== YOUR ASSIGNMENT ==
For the entries below, count the lines that contain the word "outputs" and reply with that number only.

Collected data entries:

'''

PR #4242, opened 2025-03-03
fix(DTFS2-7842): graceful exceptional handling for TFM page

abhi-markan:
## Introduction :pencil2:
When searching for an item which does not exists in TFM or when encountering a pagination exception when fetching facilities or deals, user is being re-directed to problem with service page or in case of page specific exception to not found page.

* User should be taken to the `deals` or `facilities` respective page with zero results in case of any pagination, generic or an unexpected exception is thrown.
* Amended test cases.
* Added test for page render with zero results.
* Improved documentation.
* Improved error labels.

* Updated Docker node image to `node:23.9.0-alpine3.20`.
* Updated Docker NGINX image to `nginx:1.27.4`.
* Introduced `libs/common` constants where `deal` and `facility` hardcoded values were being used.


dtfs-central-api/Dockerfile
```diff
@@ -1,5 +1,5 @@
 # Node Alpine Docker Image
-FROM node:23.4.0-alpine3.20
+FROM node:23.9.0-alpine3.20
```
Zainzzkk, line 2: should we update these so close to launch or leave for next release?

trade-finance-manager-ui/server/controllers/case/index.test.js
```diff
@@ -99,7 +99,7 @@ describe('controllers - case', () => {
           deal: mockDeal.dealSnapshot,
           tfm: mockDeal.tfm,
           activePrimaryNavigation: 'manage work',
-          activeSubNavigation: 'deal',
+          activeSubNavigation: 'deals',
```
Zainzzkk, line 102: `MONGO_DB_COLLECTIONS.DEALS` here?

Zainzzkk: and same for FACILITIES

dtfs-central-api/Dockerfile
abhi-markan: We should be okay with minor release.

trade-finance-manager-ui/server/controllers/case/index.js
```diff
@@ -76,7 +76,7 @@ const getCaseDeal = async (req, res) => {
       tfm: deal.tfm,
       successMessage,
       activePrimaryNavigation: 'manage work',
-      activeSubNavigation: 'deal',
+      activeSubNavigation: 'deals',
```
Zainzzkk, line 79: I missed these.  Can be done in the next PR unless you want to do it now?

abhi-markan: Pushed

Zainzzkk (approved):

'''
'''

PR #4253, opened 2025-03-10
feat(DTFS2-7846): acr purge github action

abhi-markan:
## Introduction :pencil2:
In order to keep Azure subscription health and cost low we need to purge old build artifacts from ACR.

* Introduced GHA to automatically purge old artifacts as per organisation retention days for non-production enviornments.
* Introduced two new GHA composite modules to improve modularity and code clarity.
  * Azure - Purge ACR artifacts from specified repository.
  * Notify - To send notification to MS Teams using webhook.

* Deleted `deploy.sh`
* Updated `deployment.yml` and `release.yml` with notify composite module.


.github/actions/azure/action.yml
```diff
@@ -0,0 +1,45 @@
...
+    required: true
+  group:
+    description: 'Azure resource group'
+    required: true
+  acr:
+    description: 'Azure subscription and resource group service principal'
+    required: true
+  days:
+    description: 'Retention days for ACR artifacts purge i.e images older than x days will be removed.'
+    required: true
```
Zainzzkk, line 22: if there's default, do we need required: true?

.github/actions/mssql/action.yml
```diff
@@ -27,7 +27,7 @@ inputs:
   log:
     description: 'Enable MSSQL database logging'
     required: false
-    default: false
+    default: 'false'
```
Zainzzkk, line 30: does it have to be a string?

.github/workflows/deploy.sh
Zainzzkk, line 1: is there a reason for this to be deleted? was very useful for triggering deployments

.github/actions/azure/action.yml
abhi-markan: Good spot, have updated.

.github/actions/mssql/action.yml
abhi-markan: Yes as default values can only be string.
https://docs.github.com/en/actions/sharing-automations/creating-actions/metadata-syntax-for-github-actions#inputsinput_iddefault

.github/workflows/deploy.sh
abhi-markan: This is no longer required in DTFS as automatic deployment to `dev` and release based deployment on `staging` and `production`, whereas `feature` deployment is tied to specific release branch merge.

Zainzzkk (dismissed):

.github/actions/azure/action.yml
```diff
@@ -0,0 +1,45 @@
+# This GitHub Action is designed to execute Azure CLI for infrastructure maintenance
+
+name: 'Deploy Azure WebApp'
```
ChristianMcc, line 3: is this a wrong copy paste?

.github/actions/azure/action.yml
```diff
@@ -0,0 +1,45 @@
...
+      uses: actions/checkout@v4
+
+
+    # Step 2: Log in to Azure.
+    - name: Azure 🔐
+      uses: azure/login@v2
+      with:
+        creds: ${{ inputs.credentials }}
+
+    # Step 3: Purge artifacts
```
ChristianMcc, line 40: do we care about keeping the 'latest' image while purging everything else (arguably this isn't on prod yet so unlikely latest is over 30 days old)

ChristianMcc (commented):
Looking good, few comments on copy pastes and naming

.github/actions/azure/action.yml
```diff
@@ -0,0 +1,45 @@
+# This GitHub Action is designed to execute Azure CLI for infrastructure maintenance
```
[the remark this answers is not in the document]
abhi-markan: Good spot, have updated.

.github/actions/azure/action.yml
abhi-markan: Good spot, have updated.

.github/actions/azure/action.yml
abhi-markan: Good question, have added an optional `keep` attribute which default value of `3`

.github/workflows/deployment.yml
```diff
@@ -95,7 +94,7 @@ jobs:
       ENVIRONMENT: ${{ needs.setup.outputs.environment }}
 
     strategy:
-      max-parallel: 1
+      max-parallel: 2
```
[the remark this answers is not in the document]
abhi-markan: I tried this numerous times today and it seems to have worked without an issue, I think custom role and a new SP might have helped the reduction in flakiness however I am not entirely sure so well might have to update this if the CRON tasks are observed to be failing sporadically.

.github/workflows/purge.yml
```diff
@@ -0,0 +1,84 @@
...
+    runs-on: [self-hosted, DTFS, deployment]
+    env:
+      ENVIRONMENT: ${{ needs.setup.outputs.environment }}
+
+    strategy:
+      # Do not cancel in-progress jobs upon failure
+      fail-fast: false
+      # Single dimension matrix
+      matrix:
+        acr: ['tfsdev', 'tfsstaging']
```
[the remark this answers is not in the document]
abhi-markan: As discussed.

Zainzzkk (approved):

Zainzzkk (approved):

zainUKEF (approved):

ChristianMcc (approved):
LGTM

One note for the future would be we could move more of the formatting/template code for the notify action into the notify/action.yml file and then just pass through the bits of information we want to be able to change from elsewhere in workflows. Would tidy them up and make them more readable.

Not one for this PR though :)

'''

== WRITTEN ANSWER ==
2